BEGIN

PR #448, opened 2017-07-19
[B] Fix postcss webpack config

### LINKED ISSUE #439: Frontend dropdown styles aren't right in Firefox.
screen shot 2017-07-14 at 2 32 04 pm

SMaxOwok:
[Fixes #439]

### DIFF
--- a/client/webpack/base.config.js
+++ b/client/webpack/base.config.js
@@ -50,7 +50,13 @@ module.exports = (options = {}) => {
     use: [
       { loader: "style-loader" },
       { loader: "css-loader", options: "importLoaders=2" },
-      { loader: "postcss-loader", options: "syntax=postcss-scss" },
+      {
+        loader: "postcss-loader",
+        options: {
+          syntax: "postcss-scss",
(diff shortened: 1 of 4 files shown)


client/webpack/base.config.js
```diff
@@ -50,7 +50,13 @@ module.exports = (options = {}) => {
     use: [
       { loader: "style-loader" },
       { loader: "css-loader", options: "importLoaders=2" },
-      { loader: "postcss-loader", options: "syntax=postcss-scss" },
+      {
+        loader: "postcss-loader",
+        options: {
+          syntax: "postcss-scss",
+          plugins: () => [require("autoprefixer")]
```
zdavis: You're requiring a module that isn't explicitly included in our package.json file. It works, because autoprefixer happens to be a dependency of css-loader. But, while it works, it's not correct. Add auto-prefixer to our package.json file to address this.

zdavis:
@SMaxOwok please rebase into a single commit.

PR #449, opened 2017-07-19
[B] Fix text clipping through container

### LINKED ISSUE #401: Long titles break event layout
screen shot 2017-06-21 at 6 08 08 am

SMaxOwok:
Fixes wrapping in several places:
- Project grid titles
- Event card titles
- Project text titles

[Fixes #401]

### DIFF
--- a/client/src/theme/Components/browse/event/_events.scss
+++ b/client/src/theme/Components/browse/event/_events.scss
@@ -126,6 +126,10 @@
       padding-left: 36px;
     }
 
+    > div {
+      width: 100%;
+    }
+
     .manicon {
       position: absolute;
       top: 0;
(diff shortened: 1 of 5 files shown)


client/src/theme/Components/browse/event/_events.scss
```diff
@@ -126,6 +126,10 @@
       padding-left: 36px;
     }
 
+    > div {
```
naomiyaki: Good call. In general, we don't want to use selectors as unspecific as `> div` unless it's for a `ul` inside a `nav` or something (because that's a very common case) but it works well here, since it's a simple flex item wrapper.

zdavis:
@naomiyaki happy with this?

END

● Task directions
Would you please copy every line in the data that contains the word "browse"?

● Reply
--- a/client/src/theme/Components/browse/event/_events.scss
+++ b/client/src/theme/Components/browse/event/_events.scss
client/src/theme/Components/browse/event/_events.scss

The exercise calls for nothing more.